● **WHAT THE TASK REQUIRES**
Check every line of the entries for the string "please" and return the ones that contain it.

● **GIVEN DATA**
PR #597, opened 2021-04-20
Handle GenericForeignKey class typeinfo lookup failure.

charettes:
This addresses an obscure crash we're getting when defining a GenericForeignKey subclass on a model.

Not sure how this slipped through type checking since `helpers.lookup_class_typeinfo -> Optional[TypeInfo]` while `.get_private_descriptor_type(type_info: TypeInfo, ...)` so this should be a clear type violation.

### DIFF
--- a/mypy_django_plugin/django/context.py
+++ b/mypy_django_plugin/django/context.py
@@ -198,7 +198,12 @@ class DjangoContext:
                 # it's generic, so cannot set specific model
                 field_name = field.name
                 gfk_info = helpers.lookup_class_typeinfo(api, field.__class__)
-                gfk_set_type = helpers.get_private_descriptor_type(gfk_info, "_pyi_private_set_type", is_nullable=True)
+                if gfk_info is None:
+                    gfk_set_type = AnyType(TypeOfAny.unannotated)
+                else:
+                    gfk_set_type = helpers.get_private_descriptor_type(
+                        gfk_info, "_pyi_private_set_type", is_nullable=True
+                    )
                 expected_types[field_name] = gfk_set_type
 
         return expected_types
--- a/tests/typecheck/fields/test_generic_foreign_key.yml
+++ b/tests/typecheck/fields/test_generic_foreign_key.yml
@@ -19,3 +19,26 @@
                     pass
                 class Tag(models.Model):
                     content_object = fields.GenericForeignKey()
+-   case: generic_foreign_key_subclass_could_point_to_any_model_and_is_always_optional
+    main: |
+        from myapp.models import Tag, User
+        myuser = User()
+        Tag(content_object=None)
+        Tag(content_object=myuser)
+        Tag.objects.create(content_object=None)
+        Tag.objects.create(content_object=myuser)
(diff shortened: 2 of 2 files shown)


mypy_django_plugin/django/context.py
```diff
@@ -198,7 +198,12 @@ def get_expected_types(self, api: TypeChecker, model_cls: Type[Model], *, method
                 # it's generic, so cannot set specific model
                 field_name = field.name
                 gfk_info = helpers.lookup_class_typeinfo(api, field.__class__)
-                gfk_set_type = helpers.get_private_descriptor_type(gfk_info, "_pyi_private_set_type", is_nullable=True)
+                if gfk_info is None:
```
sobolevn, line 201: Thanks! Can you please provide a simple test for this? 
Otherwise, we can face regressions in the future! 😞

sobolevn (changes requested):
Great catch! 👍

charettes:
@sobolevn I came up with a regression test that alters the type of a field to one without any type info associated to it to reproduce the failure.

```
tests/typecheck/fields/test_generic_foreign_key.yml::generic_foreign_key_subclass_could_point_to_any_model_and_is_always_optional Traceback (most recent call last):
  File "mypy/checkexpr.py", line 3892, in accept
  File "mypy/checkexpr.py", line 270, in visit_call_expr
  File "mypy/checkexpr.py", line 347, in visit_call_expr_inner
  File "mypy/checkexpr.py", line 852, in check_call_expr_with_callee_type
  File "mypy/checkexpr.py", line 911, in check_call
  File "mypy/checkexpr.py", line 1023, in check_callable_call
  File "mypy/checkexpr.py", line 723, in apply_function_plugin
  File "/Users/charettes/Workspace/django-stubs/mypy_django_plugin/transformers/init_create.py", line 63, in redefine_and_typecheck_model_init
    return typecheck_model_method(ctx, django_context, model_cls, "__init__")
  File "/Users/charettes/Workspace/django-stubs/mypy_django_plugin/transformers/init_create.py", line 38, in typecheck_model_method
    expected_types = django_context.get_expected_types(typechecker_api, model_cls, method=method)
  File "/Users/charettes/Workspace/django-stubs/mypy_django_plugin/django/context.py", line 201, in get_expected_types
    gfk_set_type = helpers.get_private_descriptor_type(gfk_info, "_pyi_private_set_type", is_nullable=True)
  File "/Users/charettes/Workspace/django-stubs/mypy_django_plugin/lib/helpers.py", line 157, in get_private_descriptor_type
    sym = type_info.get(private_field_name)
AttributeError: 'NoneType' object has no attribute 'get'
```

I also tried to investigate why this wasn't caught by mypy through placing `reveal_type` in the `elif contenttypes_in_apps and isinstance(field, GenericForeignKey)` branch but it seems it never ventures there for a reason I couldn't figure out 🤷 .

mypy_django_plugin/django/context.py
charettes: Makes sense, added a regression test.

sobolevn (approved):
Thanks!

PR #600, opened 2021-04-22
Update BaseCommand.requires_system_checks for django >=3.2

abhiabhi94:
# I have made things!
Updated the type definition of the `required_system_checks` attribute on the `BaseCommand`.

- the documentation for this specific change in django can be seen at https://docs.djangoproject.com/en/3.2/howto/custom-management-commands/#django.core.management.BaseCommand.requires_system_checks

## Related issues
None


abhiabhi94:
As far I could see(I am shortsighted), i didn't see a test for the modules defined inside the `managment` package. If acceptable, I could write a test for the above change or other too maybe.

Also, I don't think the contributing instructions as of now mention the installation of `GDAL` as requirement for the running of tests. The test below actually seems to require it
https://github.com/typeddjango/django-stubs/blob/8f97bf880d3022772581ea4cf8b5bf5297a27bad/tests/typecheck/models/test_inheritance.yml#L94-L115

I can maybe add the link to [django's geospatial installation instructions](https://docs.djangoproject.com/en/dev/ref/contrib/gis/install/geolibs/) here, if acceptable.

django-stubs/core/management/base.pyi
```diff
@@ -38,7 +39,7 @@ class BaseCommand:
     help: str = ...
     output_transaction: bool = ...
     requires_migrations_checks: bool = ...
-    requires_system_checks: bool = ...
+    requires_system_checks: Union[bool, List[Tags], Tuple[Tags], str]  = ...
```
sobolevn: Maybe `Tuple[Tags, ...]`?

sobolevn (commented):
Thanks! Test would be awesome!

django-stubs/core/management/base.pyi
abhiabhi94: yes, thanks for the feedback.

sobolevn (approved):

PR #598, opened 2021-04-20
Updated the BaseQuerySet to Django 3.2

maximmasiutin:
There is no _BaseQuerySet in Django 3.2 LTS.

The .pyi files didn't match the .py files. 

Besides that, the static code analyzer Pyre gave an error: 
`The modelled function "django.db.models.query.QuerySet.get" is an imported function, please model "django.db.models.query._BaseQuerySet.get" directly.`

With the above patch, the query.pyi  matches the query.py from the Django 3.2 LTS. 

I have also updated some other files just to use the QuerySet instead of the non-existing _BaseQuerySet.

PR #601, opened 2021-04-23
Added a few definitions to resolve incompatibility with Pyre/Pysa

maximmasiutin:
If we take https://github.com/facebook/pyre-check and use the typeddjango/django-stubs rather than the modules provided by the pyre-check, there will be errors:

```
../taint/django_sources_sinks.pysa:13:0 `django.http.request.HttpRequest.accepted_types` is not part of the environment!
../taint/django_sources_sinks.pysa:23:0 The modelled function `django.http.request.HttpRequest.__repr__` is an imported function, please model `object.__repr__` directly.
../taint/django_sources_sinks.pysa:64:0 `django.http.response.HttpResponseBase.__bytes__` is not part of the environment!
../taint/django_sources_sinks.pysa:71:0 `django.http.response.HttpResponse.__bytes__` is not part of the environment!
../taint/django_sources_sinks.pysa:74:0 The modelled function `django.http.response.HttpResponse.__iter__` is an imported function, please model `django.http.response.HttpResponseBase.__iter__` directly.
../taint/django_sources_sinks.pysa:131:0 Class `django.contrib.sessions.backends.base.SessionBase` has no attribute `_session_key`.
```

This pull request fixes the errors above mentioned, by defining missing member functions and properties.


sobolevn (approved):
Thanks!

Question: do we need to somehow test `pyre` compat with our project?

maximmasiutin:
@sobolevn Thank you very much! However, for the full compatibility with Pyre, the https://github.com/typeddjango/django-stubs/pull/598 should also be resolved. I don't know why it fails the checks. The commit that I was proposed is in full compatibility with Django 3.2 LTS. There is no "_BaseQuerySet" in Django 3.2 LTS.

PR #604, opened 2021-04-30
Correct type of core.management.commands.runserver.Command.default_port

henzef:
Strangely this variable is actually a string:
https://github.com/django/django/blob/8bcb00858e0ddec79cc96669c238d29c30d7effb/django/core/management/commands/runserver.py#L33


sobolevn (approved):
Thanks!

PR #610, opened 2021-05-13
Use BaseDatabaseWrapper class instead of sqlite3's wrapper

intgr:
# I have made things!

Code dealing with DatabaseWrapper instances should be capable of dealing
with any database, not just sqlite3.


sobolevn (approved):
Thanks!

PR #612, opened 2021-05-13
Improve hints for database connections (DatabaseWrapper)

intgr:
* `django.db.{connection, connections, router}` are now hinted -- including `ConnectionHandler` and `ConnectionRouter` classes.
* Several improvements to `BaseDatabaseWrapper` attribute hints.
* In many places, database connections were hinted as `Any`, which I changed to `BaseDatabaseWrapper`.
* In a few places I added additional `SQLCompiler` hints.
* Minor tweaks to nearby code.


django-stubs/db/backends/base/operations.pyi
```diff
@@ -8,12 +8,8 @@ from django.db.backends.utils import CursorWrapper
 from django.db.models.base import Model
 from django.db.models.expressions import Case, Expression
 from django.db.models.sql.compiler import SQLCompiler
-
-from django.db import DefaultConnectionProxy
 from django.db.models.fields import Field
 
-_Connection = Union[DefaultConnectionProxy, BaseDatabaseWrapper]
```
intgr, line 15: Here dropped the distinction between `DefaultConnectionProxy` and `BaseDatabaseWrapper`.

django-stubs/core/management/commands/inspectdb.pyi
```diff
@@ -10,7 +11,9 @@ class Command(BaseCommand):
     def normalize_col_name(
         self, col_name: str, used_column_names: List[str], is_relation: bool
     ) -> Tuple[str, Dict[str, str], List[str]]: ...
-    def get_field_type(self, connection: Any, table_name: Any, row: Any) -> Tuple[str, Dict[str, str], List[str]]: ...
+    def get_field_type(
+        self, connection: BaseDatabaseWrapper, table_name: Any, row: Any
```
sobolevn: Is `table_name` really `Any`?

sobolevn: Looks like `str` to me

django-stubs/db/backends/base/base.pyi
```diff
@@ -39,24 +43,23 @@ class BaseDatabaseWrapper:
...
-    close_at: Optional[Any] = ...
+    close_at: Optional[float] = ...
     closed_in_transaction: bool = ...
     errors_occurred: bool = ...
     allow_thread_sharing: bool = ...
-    run_on_commit: List[Any] = ...
+    run_on_commit: List[Callable[[], None]] = ...
     run_commit_hooks_on_set_autocommit_on: bool = ...
-    execute_wrappers: List[Any] = ...
+    execute_wrappers: List[Callable[[Any, Any, Any, Any, Any], None]] = ...
```
sobolevn: Why is it `Callable[[Any, Any, Any, Any, Any], None]`? Can we be more specific?

django-stubs/db/backends/base/client.pyi
```diff
@@ -4,6 +4,6 @@ from django.db.backends.base.base import BaseDatabaseWrapper
 
 class BaseDatabaseClient:
     executable_name: Any = ...
-    connection: Any = ...
+    connection: BaseDatabaseWrapper
```
sobolevn, line 7: Why not `connection: BaseDatabaseWrapper = ...`?

tests/typecheck/db/test_connection.yml
```diff
@@ -0,0 +1,13 @@
+-   case: raw_default_connection
```
sobolevn, line 1: Should we test something else, what do you think? SInce there are a lot of changes 🤔

sobolevn (changes requested):
Thanks a lot! Great work! 👍

django-stubs/core/management/commands/inspectdb.pyi
intgr: Yeah, I wanted to keep the scope down to `connection` arguments rather than chase every rabbit hole. This PR already took longer than I was hoping. But I'll add the hint for `table_name`.

django-stubs/db/backends/base/base.pyi
intgr: This is one of those rabbit holes... The documentation is hand-wavy https://docs.djangoproject.com/en/3.2/topics/db/instrumentation/ and I still don't understand what the return type is supposed to be, but something like...
```python
_SQLType = Union[None, bool, int, float, Decimal, str, bytes, datetime, UUID]
_ExecuteParameters = Optional[Union[Sequence[_SQLType], Mapping[str, _SQLType]]]
_ExecuteWrapper = Callable[
    [
        Callable[[str, Union[_ExecuteParameters, Sequence[_ExecuteParameters]], bool, Dict[str, Any]], Any],
        str,
        Union[_ExecuteParameters, Sequence[_ExecuteParameters]],
        bool,
        Dict[str, Any],
    ],
    Any,
]
```

And this is probably still wrong because I believe `_SQLType` could also contain DB-backend-specific types like `cx_Oracle.Binary`.

intgr: I guess hinting the type of the `params` argument is counter-productive. If users want to use this, unless they add an `if TYPE_CHECKING` guard and import the internal `_ExecuteParameters` type, they would need to annotate that argument as the type soup:
`Union[Optional[Union[Sequence[Union[None, bool, int, float, Decimal, str, bytes, datetime, UUID]], Mapping[str, Union[None, bool, int, float, Decimal, str, bytes, datetime, UUID]]]], Sequence[Optional[Union[Sequence[Union[None, bool, int, float, Decimal, str, bytes, datetime, UUID]], Mapping[str, Union[None, bool, int, float, Decimal, str, bytes, datetime, UUID]]]]]]`

And it would break every time something gets added to `_SQLType`.

I'll just use `Any` for the `params` argument for now.

django-stubs/db/backends/base/client.pyi
intgr: To me the ` = ...` seems to imply that this attribute has a value at class-definition-time. But the `connection` attribute only exists on instances, not the class itself.

But I don't feel strongly about this, I can add the `...` back, what do you think?

sobolevn (approved):
Thanks!

I will merge this as-is, feel free to add more tests later of you find them useful.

● **SOLUTION TO THE EXERCISE**
sobolevn, line 201: Thanks! Can you please provide a simple test for this? 
`The modelled function "django.db.models.query.QuerySet.get" is an imported function, please model "django.db.models.query._BaseQuerySet.get" directly.`
../taint/django_sources_sinks.pysa:23:0 The modelled function `django.http.request.HttpRequest.__repr__` is an imported function, please model `object.__repr__` directly.
../taint/django_sources_sinks.pysa:74:0 The modelled function `django.http.response.HttpResponse.__iter__` is an imported function, please model `django.http.response.HttpResponseBase.__iter__` directly.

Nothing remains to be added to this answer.